América Latina: Las bondades de la crisis

Axel Kaiser considera que la actual caída de los precios de los commodities podría derivar en que los gobiernos de la región se vean en la obligación de reducir el gasto público y la intervención del Estado en la economía.

Por Axel Kaiser

Históricamente los ciclos políticos y económicos en América Latina han estado estrechamente ligados a los precios de las materias primas en el mercado internacional. Gobiernos latinoamericanos de distintos colores políticos han aprovechado los altos precios de los commodities para mantener redes clientelares con el fin de perpetuarse en el poder. Lo anterior ha impedido la consolidación de estrategias de desarrollo de largo plazo prolongando la dependencia de las materias primas, fenómeno que ha sido calificado por el Programa para el Desarrollo de las Naciones Unidas (PNUD), como “la maldición de las materias primas”.

La experiencia de países como Noruega y Australia, ambos ricos en recursos naturales, confirman el negativo diagnóstico sobre América Latina. El país nórdico ha sabido administrar su riqueza petrolera experimentando un aumento sostenido del PIB per cápita que en los últimos treinta años pasó de un 90% de la media de los países de la OECD a un 150%.

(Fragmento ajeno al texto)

Issue #25, opened 2015-03-04
iOS: Can only swipe once, doesn't transition (state.animating locks to true)


grrowl:
The problem is from line 203 of `lib/mixins/helpers.js`

```js
    this.setState({
      animating: true,
      currentSlide: currentSlide,
      currentLeft: currentLeft,
      trackStyle: this.getAnimateCSS(targetLeft)
    }, function () {
      ReactTransitionEvents.addEndEventListener(this.refs.track.getDOMNode(), function() {
        this.setState({
          animating: false,
          trackStyle: this.getCSS(currentLeft),
          swipeLeft: null
        });
      }.bind(this));
    });
```

For whatever reason iOS doesn't get the css `transition` class (either not in time or doesn't support?), therefore the `ReactTransitionEvents.addEndEventListener` never fires and `animating` is stuck to `true`, which blocks subsequent actions.

akiran:
Thanks for posting the issue.

This week I am little busy. I will fix all the pending issues of react-slick next week.

grrowl:
No worries, I'm applying little workarounds to my local build (in this case, commenting out the line `animating: true` :sweat_smile:). 

Also, here's a repro video: https://www.dropbox.com/s/uzesxuacxur7qnc/react-slick-ios.mov?dl=0

grrowl:
Confirmed the `transition` class doesn't get applied in time. (adding a permanent `transition: transform;` works as expected.

also, this issue causes `afterChange()` not to fire on iOS at all.

akiran:
Thanks, I will review this.

kriswallsmith:
I'm seeing this issue also and may not be able to use this module because of it… shame because it's great work otherwise!

grrowl:
If you're okay with transitions not working on iPhone (but otherwise functional), you can add [my fork](https://github.com/grrowl/react-slick/tree/bugfixes-and-bowerless) to your package.json:
`  "react-slick": "grrowl/react-slick#bugfixes-and-bowerless",`

akiran:
If animating state is stuck to true, then for some reason callback attached to transition event is not called.

grrowl:
That's the fix, in the fork we skip setting `state.animating` to true, so it doesn't matter is the callback is fired or not. I haven't noticed any drawbacks (apart from the effect being kinda kludgy on iOS)

[...]

PR #35, opened 2015-03-25
Apply a -webkit-transition for the -webkit-transform.

grrowl:
Otherwise iOS 8 Safari is transitioning `transform`, but applying `-webkit-transform`
(and ignoring `transform`).


grrowl:
Fixes #25

grrowl:
Also, tested in Chrome stable, iOS 8.1 Safari and Desktop Safari 8.0.3

akiran:
@grrowl.  Huge thanks.
Just tested this on iphone.  Working well.

PR #36, opened 2015-03-27
Added customPaging option mimicking behavior found in slick itself.

rockymadden:
There are slight differences from the slick implementation:

* Rather than pass in `this` as the first argument to the `customPaging` function and make the developer handle the in-and-outs of building the onClick event, I simply provide a function that can be passed directly to onClick without them having to worry (there is also an issue where you would have to pass `dotOptions` and they would have to pass it back, if this approach was not taken). 
  * `<button onClick={onClick}>` vs `<button onClick={this.changeSlide.bind(this, dotOptions)}>`
* In addition to the index, the `customPaging` function is also passed the react element that corresponds to each dot. This would allow you, for instance, to create descriptive buttons rather than dots based upon information held in the react element and its children (e.g. image title as button text).


akiran:
This feature is added in 0.14.3

PR #55, opened 2015-05-25
Better formatting + ES6

vramana:


akiran:
@vramana I think we should not class syntax of react to support react 0.12 users.
We can use it in future.

Can you revert the changes to React.createClass

vramana:
Reverted.

vramana:
@akiran This line https://github.com/akiran/react-slick/blob/master/lib/initial-state.js#L32 
` // $prevArrow: null,` is under removed.
 So, is this line https://github.com/akiran/react-slick/blob/master/lib/inner-slider.jsx#L141 relevant ??
`var prevArrow = <this.props.prevArrow {...prevArrowProps} />;`

akiran:
Yes  https://github.com/akiran/react-slick/blob/master/lib/inner-slider.jsx#L141  is relevant.   It default value is at https://github.com/akiran/react-slick/blob/master/lib/default-props.js#L36

PR #57, opened 2015-05-25
[WIP] Fix warnings in demos caused by render function being not pure

vramana:
- [x] Center Mode (3/4)
- [x] Adaptive Height (1/4)

### DIFF
--- a/lib/mixins/helpers.js
+++ b/lib/mixins/helpers.js
@@ -152,15 +152,14 @@ var helpers = {
       'slick-cloned': slickCloned
     });
   },
-  getListStyle: function () {
-    var style = {};
+  adaptHeight: function () {
     if (this.props.adaptiveHeight) {
       var selector = '[data-index="' + this.state.currentSlide +'"]';
       if (this.refs.list) {
-        style.height = this.refs.list.getDOMNode().querySelector(selector).offsetHeight;
+        var slickList = this.refs.list.getDOMNode();
+        slickList.style.height = slickList.querySelector(selector).offsetHeight + 'px';
       }
     }
-    return style;
   },
   slideHandler: function (index, sync, dontAnimate) {
     // Functionality of animateSlide and postSlide is merged into this function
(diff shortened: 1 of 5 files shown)


lib/mixins/helpers.js
```diff
@@ -119,31 +119,18 @@ var helpers = {
...
-    var allSlides;
-    var centerIndex;
-    var realRange = false;
-
+    var currentSlide = this.state.currentSlide;
+    var centerOffset;
 
     slickCloned = (index < 0) || (index >= this.state.slideCount);
     if (this.props.centerMode) {
-      if (this.refs.track) {
```
vramana: @akiran I simplified the implementation here and removed all the unnecesary variables. Have a look at it.

vramana: Visual representation
atom_2-2

lib/mixins/helpers.js
```diff
@@ -152,15 +139,14 @@ var helpers = {
...
   },
-  getListStyle: function () {
-    var style = {};
+  adaptHeight: function () {
     if (this.props.adaptiveHeight) {
       var selector = '[data-index="' + this.state.currentSlide +'"]';
       if (this.refs.list) {
-        style.height = this.refs.list.getDOMNode().querySelector(selector).offsetHeight;
+        var slickList = this.refs.list.getDOMNode();
+        slickList.style.height = slickList.querySelector(selector).offsetHeight + 'px';
```
akiran: @vramana Did you make this change to avoid react 0.13 warning that getDOMNode() is called from render method

vramana: Yeah. The warning said getDOMNode operation should be done inside `componentDidMount` or `componentDidUpdate` methods only.

akiran: instead of setting `slickList.style.height = height`  like this,  extract the necessary css properties in componentDidMount and save them in state.  and use that state to calculate style

As you said, we can have markup like this in main render function.
and getStyle functions shouldl be purely based on state
```
<div>
   <List style={this.getListStyle()}>
       <Track style={this.getTrackStyle()}>
            {this.props.children}
       </Track>
   </List>
   <LeftArrow />
  <RightArrow />
 <Dots />
<div>
```

vramana: I see. I will fix that.

PR #60, opened 2015-05-27
Add reactify as a dependency to use with browserify

### LINKED ISSUE #20: Reactify dependency missing from your package.json
Attempting to use your react-slick component and I'm getting a build error, that looks to be because you don't specify "reactify" as a dependency anywhere in your package.json even though you're using it as a browserify transform.  You must have it installed locally, but just forgot to commit that to the package.json?

```
>> Error: Cannot find module 'reactify' from './node_modules/react-slick'
Warning: Error running grunt-browserify. Use --force to continue.
```

vramana:
Fixes #20

### DIFF
--- a/package.json
+++ b/package.json
@@ -63,7 +63,8 @@
     "react-hot-loader": "^1.2.7",
     "react-responsive-mixin": "^0.3.1",
     "react-router": "^0.13.3",
-    "slick-carousel": "^1.3.15"
+    "slick-carousel": "^1.3.15",
+    "reactify": "^1.1.1"
   },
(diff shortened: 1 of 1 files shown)


akiran:
Putting it in  devDependency didn't work 
https://github.com/vramana/react-slick/blob/reactify/package.json#L47

Should it be in dependency list

vramana:
@akiran  I added it as dependency.

akiran:
We can provide the compiled files, so users don't have to use reactify/babel to use this library.

PR #581, opened 2020-07-23
Add error message for TaskFailed errors

kaaaren:
**Issue #:** 

**Description of changes:**
Add error message for TaskFailed errors in DefaultAudioVideoController, so that a detailed error message will show after unknown TaskFailed warning 

**Testing**

Yes
By manually throw errors in tasks and checking console error messages in browser demo app

### DIFF
--- a/src/audiovideocontroller/AudioVideoController.ts
+++ b/src/audiovideocontroller/AudioVideoController.ts
@@ -47,7 +47,7 @@ export default interface AudioVideoController extends AudioVideoControllerFacade
   /**
    * Handles the meeting session status and returns true if it will restart the session.
    */
-  handleMeetingSessionStatus(status: MeetingSessionStatus): boolean;
+  handleMeetingSessionStatus(status: MeetingSessionStatus, error: Error | null): boolean;
 
   /**
    * Sets the max bandwidth for video publishing
--- a/src/audiovideocontroller/DefaultAudioVideoController.ts
+++ b/src/audiovideocontroller/DefaultAudioVideoController.ts
@@ -359,7 +359,7 @@ export default class DefaultAudioVideoController implements AudioVideoController
           this.getMeetingStatusCode(error) || MeetingSessionStatusCode.TaskFailed
         );
         await this.actionDisconnect(status, true);
-        if (!this.handleMeetingSessionStatus(status)) {
+        if (!this.handleMeetingSessionStatus(status, error)) {
           this.forEachObserver(observer => {
             Maybe.of(observer.audioVideoDidStop).map(f => f.bind(observer)(status));
           });
@@ -528,7 +528,7 @@ export default class DefaultAudioVideoController implements AudioVideoController
         if (status.statusCode() !== MeetingSessionStatusCode.IncompatibleSDP) {
           this.logger.info('failed to update audio-video session');
         }
-        this.handleMeetingSessionStatus(status);
+        this.handleMeetingSessionStatus(status, error);
       });
     }
   }
@@ -559,7 +559,6 @@ export default class DefaultAudioVideoController implements AudioVideoController
         this.logger.info('canceled retry');
       }
     );
-
     if (!willRetry) {
       this.sessionStateController.perform(SessionStateControllerAction.Fail, () => {
         this.actionDisconnect(status, false);
@@ -618,11 +617,10 @@ export default class DefaultAudioVideoController implements AudioVideoController
       // To perform the "Reconnect" action again, the session should be in the "Connected" state.
       this.sessionStateController.perform(SessionStateControllerAction.FinishConnecting, () => {
         this.logger.info('failed to reconnect audio-video session');
-        this.handleMeetingSessionStatus(
-          new MeetingSessionStatus(
-            this.getMeetingStatusCode(error) || MeetingSessionStatusCode.TaskFailed
-          )
+        const status = new MeetingSessionStatus(
+          this.getMeetingStatusCode(error) || MeetingSessionStatusCode.TaskFailed
         );
+        this.handleMeetingSessionStatus(status, error);
       });
     }
     this.connectionHealthData.setConnectionStartTime();
@@ -655,7 +653,7 @@ export default class DefaultAudioVideoController implements AudioVideoController
     }
   }
 
-  handleMeetingSessionStatus(status: MeetingSessionStatus): boolean {
+  handleMeetingSessionStatus(status: MeetingSessionStatus, error: Error | null): boolean {
     this.logger.info(`handling status: ${MeetingSessionStatusCode[status.statusCode()]}`);
     if (!status.isTerminal()) {
       if (this.meetingSessionContext.statsCollector) {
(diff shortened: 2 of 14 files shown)


src/audiovideocontroller/DefaultAudioVideoController.ts
```diff
@@ -618,11 +621,10 @@ export default class DefaultAudioVideoController implements AudioVideoController
...
       this.sessionStateController.perform(SessionStateControllerAction.FinishConnecting, () => {
         this.logger.info('failed to reconnect audio-video session');
-        this.handleMeetingSessionStatus(
-          new MeetingSessionStatus(
-            this.getMeetingStatusCode(error) || MeetingSessionStatusCode.TaskFailed
-          )
+        const status = new MeetingSessionStatus(
+          this.getMeetingStatusCode(error) || MeetingSessionStatusCode.TaskFailed
         );
+        this.handleMeetingSessionStatus(status, error.message);
```
ltrung, line 627: Do we have error.name here? If so, should we pass it in?

src/audiovideocontroller/DefaultAudioVideoController.ts
```diff
@@ -559,8 +559,11 @@ export default class DefaultAudioVideoController implements AudioVideoController
         this.logger.info('canceled retry');
       }
     );
-
     if (!willRetry) {
+      errorMessage &&
+        this.logger.error(
+          `failure message of ${MeetingSessionStatusCode[status.statusCode()]}: ${errorMessage}`
```
anuranduttaroy, line 565: Can we rephrase the start of this error message? Something like 

`reconnection failed with status code ${MeetingSessionStatusCode[status.statusCode()]}: ${errorMessage}`

src/audiovideocontroller/DefaultAudioVideoController.ts
kaaaren: That's a good call, I tested with manually throw errors, so error.name is just "Error" plus the error status code is added. I can add error.name to provide more info.

src/audiovideocontroller/DefaultAudioVideoController.ts
kaaaren: Yeah sure, we can rephrase the error message, but I'm not sure if `reconnection failed..` is accurate here as the error message could be from actionConnect or actionUpdate failure

src/audiovideocontroller/AudioVideoController.ts
```diff
@@ -42,12 +42,12 @@ export default interface AudioVideoController extends AudioVideoControllerFacade
...
    * Restarts the peer connection and/or the session.
    */
-  reconnect(status: MeetingSessionStatus): boolean;
+  reconnect(status: MeetingSessionStatus, errorMessage?: string | null): boolean;
 
   /**
    * Handles the meeting session status and returns true if it will restart the session.
    */
-  handleMeetingSessionStatus(status: MeetingSessionStatus): boolean;
+  handleMeetingSessionStatus(status: MeetingSessionStatus, errorMessage?: string | null): boolean;
```
simmkyu, line 50: - Nice idea. Instead of a string, how about taking an Error object? In a place where you log, you can access `error.message` (and more properties such as `error.name` and `error.stack` later)

- Recommend removing `?`. Although we are using an optional argument (`?`) in several places, we prefer a required argument over `?`.  In case of no error from the caller, they can pass `null`.

  There will just be three more calls in `MonitorTask`, one of which has an error object too!

src/audiovideocontroller/DefaultAudioVideoController.ts
```diff
@@ -559,8 +559,11 @@ export default class DefaultAudioVideoController implements AudioVideoController
         this.logger.info('canceled retry');
       }
     );
-
     if (!willRetry) {
+      errorMessage &&
```
simmkyu, line 563: How about logging this error message in `handleMeetingSessionStatus` where we log several messages? You can do the following:

```
const willRetry = this.reconnect(status, errorMessage);
if (!willRetry) {
  // Log here
}
return willRetry;
```

src/audiovideocontroller/DefaultAudioVideoController.ts
simmkyu: Recommend passing an Error object instead of a string. See a comment above.

src/audiovideocontroller/DefaultAudioVideoController.ts
```diff
@@ -688,7 +690,7 @@ export default class DefaultAudioVideoController implements AudioVideoController
     }
     if (status.isFailure() || status.isTerminal()) {
       if (this.meetingSessionContext.reconnectController) {
-        return this.reconnect(status);
+        return this.reconnect(status, errorMessage);
```
simmkyu, line 693: https://github.com/aws/amazon-chime-sdk-js/blob/a4ee269d18b2f796494b38b436e467ebf9ca5fd3/src/audiovideocontroller/DefaultAudioVideoController.ts#L678-L682

- How about removing this warning above and logging it like the following?

```
if (status.isFailure() || status.isTerminal()) {
  if (this.meetingSessionContext.reconnectController) {
    const willRetry = this.reconnect(status);
    if (willRetry) {
      this.logger.warn(`will retry due to status code ${MeetingSessionStatusCode[status.statusCode()]}${error ? ` and error: ${error.message}` : ``}`);
    } else {
      this.logger.error(`failed with status code ${MeetingSessionStatusCode[status.statusCode()]}${error ? ` and error: ${error.message}` : ``}`);
    }
    return willRetry;
  }
}
```

src/audiovideocontroller/DefaultAudioVideoController.ts
kaaaren: Yep, sounds good, I'll update in the next revision

src/audiovideocontroller/AudioVideoController.ts
kaaaren: 1) Yep, passing Error is more flexible, will change in the next revision. 2) Will remove optional argument and add error in MonitorTask

src/audiovideocontroller/DefaultAudioVideoController.ts
kaaaren: Yep, removed the status.isFailure() warning and moved there in the new revision

src/audiovideocontroller/DefaultAudioVideoController.ts
kaaaren: Yeah, updated, it's more cleaner this way.

src/audiovideocontroller/DefaultAudioVideoController.ts
```diff
@@ -618,11 +617,10 @@ export default class DefaultAudioVideoController implements AudioVideoController
       // To perform the "Reconnect" action again, the session should be in the "Connected" state.
       this.sessionStateController.perform(SessionStateControllerAction.FinishConnecting, () => {
         this.logger.info('failed to reconnect audio-video session');
-        this.handleMeetingSessionStatus(
-          new MeetingSessionStatus(
-            this.getMeetingStatusCode(error) || MeetingSessionStatusCode.TaskFailed
-          )
+        const status = new MeetingSessionStatus(
```
simmkyu, line 620: nit: This change is not required

PR #585, opened 2020-07-24
Avoid pixel3(XL) encoder issue with size not 16's multiples

yixial-amzn:
Ensure uplink resolution dimensions are aligned

**Issue #:** 
When simulcast on Chrome is enabled, Pixel3(XL) encoder has issue with width that are not 16's multiples. Remote sites will see stripped video from Pixel 3(XL)

**Description of changes:**
Make sure chosen resolution in simulcast uplink have height aligned.

**Testing**

1. Have you successfully run `npm run build:release` locally?
Yes

2. How did you test these changes?
With local js-sdk demo server, add pixel3XL and a few other mac clients (chrome, 2 Firefox and Safari) into a same chime meeting. Verified on webrtc-internals that all remote sites see live pixel3XL video without artifacts.

By submitting this pull request, I confirm that you can use, modify, copy, and redistribute this contribution, under the terms of your choice.

PR #587, opened 2020-07-27
Revert "Avoid pixel3(XL) encoder issue with size not 16's multiples"

yixial-amzn:
Reverts aws/amazon-chime-sdk-js#585


yixial-amzn:
Revert this change as js-sdk plans to do a NPM today.

PR #589, opened 2020-07-29
Fix race condition in Chromium browsers when consecutive audio bind operations take place 

RidipDe:
**Issue #:** 
The sound test button in the 'Select Device' page does not respond in chromium based browsers. In the demo app's [TestSound class](https://github.com/aws/amazon-chime-sdk-js/blob/master/demos/browser/app/meetingV2/meetingV2.ts#L70) we see that the audio output bind operations are called consecutively. Upon investigation its found that for chromium browsers, there needs to be a slight delay between binding the audio device and the audio element stream. The order to call these 3 methods should be independent to the SDK

We recently made a modification in our SDK to set the sinkId a bit differently for chromium based browsers to handle an edge case which resulted in DOMException. The bindAudioMix() is a non async function and as per the [publicly available setSinkId documentation](https://developer.mozilla.org/en-US/docs/Web/API/HTMLMediaElement/setSinkId) setSinkId() returns a Promise. We had to call the setSinkId() in the bindAudioMix in a AsyncScheduler block. This allows async execution of the block of code.

*Root cause*
When a call to the setSinkId() is made, under the hood chromium based browsers expects the audioElement srcObject to be null while setting up the sinkId as discussed in the PR #522 
With this AsyncScheduler call in the SDK and the 3 consecutive calls to the bind methods in the demo app, a race condition would set up the audio stream (srcObject) of the audio element before the sinkId is set. Thus we cannot listen to the TestSound when the sound test button in the demo app is clicked on any chromium based browser.

**Description of changes:**
Two changes have been made in this PR. 
1) In order to avoid the unexpected race condition, we removed the AsyncScheduler from the the non async method bindAudioMix.
2) For chromium based browsers, in order to accommodate some time for the setSinkId() operation to complete before the stream is attached back to the srcObject of the audio element, then() was introduced over the setSinkId()

**Testing**

Yes

I have tested the following three major scenarios on the browser:
1) Being able listen to the beep upon clicking the Test speaker button on the device selection page of the demo app. Thus testing that the consecutive calls to the bind operations does not result in race condition.
2) The DOMException does not occur as tested for PR #522.
3) We are able to switch between audio output devices while in an active meeting.

### DIFF
--- a/src/audiomixcontroller/DefaultAudioMixController.ts
+++ b/src/audiomixcontroller/DefaultAudioMixController.ts
@@ -3,7 +3,6 @@
 
 import BrowserBehavior from '../browserbehavior/BrowserBehavior';
 import DefaultBrowserBehavior from '../browserbehavior/DefaultBrowserBehavior';
-import AsyncScheduler from '../scheduler/AsyncScheduler';
 import AudioMixController from './AudioMixController';
 
 export default class DefaultAudioMixController implements AudioMixController {
@@ -56,13 +55,14 @@ export default class DefaultAudioMixController implements AudioMixController {
         const oldSinkId: string = this.audioElement.sinkId;
         if (newSinkId !== oldSinkId) {
           if (this.browserBehavior.hasChromiumWebRTC()) {
-            new AsyncScheduler().start(async () => {
-              const existingStream = await this.audioElement.srcObject;
-              this.audioElement.srcObject = null;
-              // @ts-ignore
-              await this.audioElement.setSinkId(newSinkId);
-              this.audioElement.srcObject = existingStream;
-              this.audioStream = existingStream as MediaStream;
+            const existingAudioElement = this.audioElement;
+            const existingstream = this.audioStream;
+            existingAudioElement.srcObject = null;
+            // @ts-ignore
+            existingAudioElement.setSinkId(newSinkId).then(() => {
+              if (this.audioElement === existingAudioElement) {
+                existingAudioElement.srcObject = existingstream;
+              }
             });
           } else {
             // @ts-ignore
--- a/test/audiomixcontroller/DefaultAudioMixController.test.ts
+++ b/test/audiomixcontroller/DefaultAudioMixController.test.ts
@@ -4,6 +4,7 @@
 import * as chai from 'chai';
 
 import DefaultAudioMixController from '../../src/audiomixcontroller/DefaultAudioMixController';
+import TimeoutScheduler from '../../src/scheduler/TimeoutScheduler';
 import DOMMockBehavior from '../dommock/DOMMockBehavior';
 import DOMMockBuilder from '../dommock/DOMMockBuilder';
 
@@ -72,13 +73,15 @@ describe('DefaultAudioMixController', () => {
     expect(defaultAudioMixController.bindAudioStream(stream)).to.equal(true);
   });
 
-  it('can successfully bind and sink an audio stream in chromium based browser', () => {
+  it('can successfully bind and sink an audio stream in chromium based browser', async () => {
     behavior.browserName = 'chrome';
     domMockBuilder = new DOMMockBuilder(behavior);
     defaultAudioMixController = new DefaultAudioMixController();
     defaultAudioMixController.bindAudioDevice(device);
     defaultAudioMixController.bindAudioElement(element);
+    await new Promise(resolve => new TimeoutScheduler(50).start(resolve));
     expect(defaultAudioMixController.bindAudioStream(stream)).to.equal(true);
+    expect(element.srcObject).to.equal(stream);
   });
 
   it('can bind an audio device, but not yet sink', () => {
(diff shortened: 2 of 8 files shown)


src/audiomixcontroller/DefaultAudioMixController.ts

Pero también en Latinoamérica parece haber una excepción a la llamada “maldición de las materias primas”. Se trata de Chile, país que en treinta años ha logrado reducir la ponderación del el cobre en las exportaciones de un 90% a un 40%. A ello se suma un ahorro de más de 20 mil millones de dólares realizado por el fisco chileno con recursos derivados de los precios récord que ha alcanzado el cobre en los últimos tres años, lo cual lo convierte en el país latinoamericano mejor preparado para enfrentar la crisis mundial.

Los casos mencionados contrastan drásticamente con lo que ocurre en otros países de la región, entre los cuales Venezuela constituye el caso más extremo. En el país caribeño, a pesar de un incremento sin precedentes en el precio del petróleo —de 10 dólares el barril cuando asumió el poder Hugo Chávez en 1999 a más de 100 dólares el 2008— las condiciones económicas se han deteriorado de manera alarmante. El excesivo gasto del gobierno ha generado un déficit fiscal cercano al 7,5% del PIB y ha presionado la inflación a niveles cercanos al 30%. A lo anterior se suman fugas masivas de inversión extranjera, cierre de miles de empresas y una caída vertiginosa del PIB real.

En países como Bolivia y Ecuador por otra parte, los gobernantes han seguido la senda del “socialismo del siglo XXI” de Chávez con nacionalización de recursos naturales, aplicación de tributos con efectos retroactivos, amenaza a los inversionistas y atentados contra la propiedad privada, todo con efectos nefastos para las economías locales. Recursos naturales como el gas boliviano y el petróleo ecuatoriano han sido factores determinantes en la retórica y política de los presidentes Morales y Correa.

En Argentina, hoy golpeada por una inflación cercana al 20% en gran medida producto de un excesivo gasto público, el conflicto entre el gobierno de Cristina Kirchner y el sector agrícola a mediados de año fue detonado por la pretensión del gobierno de expropiar parte importante de la producción de granos, que han alcanzado precios récord en el mercado internacional.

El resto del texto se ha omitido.